PR #28214, opened 2017-06-26
load app type only once

butonic:
While working on #28212 I was profiling the performance for user:sync and this actually made a huge measurable difference because it no longer spends 30% of the request merging arrays.

PR #29100, opened 2017-09-26
MariaDB 10.2.7+

VicDeo:
## Description
Backup solution for #28695 
I'm not happy with this solution but if upstream doesn't manage to fix the issue until 10.0.4 we'll need it

Here we bypass native Doctrine/DBAL   `MySqlSchemaManager::_getPortableTableColumnDefinition` implementation for  MariaDB >= 10.2.7 and use customized implementation that unquotes default values.
All DB engines from non-MySQL family work as before. For MySQL family a new listener is registered.
Triggering native/customized codeflow is done inside the listener itself.

## Related Issue
 #28695  

## Motivation and Context
Fixes MariaDB 10.2.7+ support

## How Has This Been Tested?
By installing ownCloud with  MariaDB 10.2.7+ as a DB engine

## Types of changes

- [x] Bug fix (non-breaking change which fixes an issue)
- [ ] New feature (non-breaking change which adds functionality)
- [ ] Breaking change (fix or feature that would cause existing functionality to change)

- [ ] My code follows the code style of this project.
- [ ] My change requires a change to the documentation.
- [ ] I have updated the documentation accordingly.
- [x] I have read the **CONTRIBUTING** document.
- [ ] I have added tests to cover my changes.
- [x] All new and existing tests passed.

PR #29428, opened 2017-11-03
[stable10] load app type only once

DeepDiver1975:
backport of #28214


DeepDiver1975:
I suggest to kill this pr and reopen after we properly addressed the issue in the master PR #29100

PVince81 (approved):
:+1: code makes sense, didn't spot any side effect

****************

*Exercise aim:*
Once you reach the line with "## Related Issue" in the data above, copy it and every line after it exactly, up to and including the line with "- [x] All new and existing tests passed.".

*Task solution:*
## Related Issue
 #28695  

## Motivation and Context
Fixes MariaDB 10.2.7+ support

## How Has This Been Tested?
By installing ownCloud with  MariaDB 10.2.7+ as a DB engine

## Types of changes

- [x] Bug fix (non-breaking change which fixes an issue)
- [ ] New feature (non-breaking change which adds functionality)
- [ ] Breaking change (fix or feature that would cause existing functionality to change)

- [ ] My code follows the code style of this project.
- [ ] My change requires a change to the documentation.
- [ ] I have updated the documentation accordingly.
- [x] I have read the **CONTRIBUTING** document.
- [ ] I have added tests to cover my changes.
- [x] All new and existing tests passed.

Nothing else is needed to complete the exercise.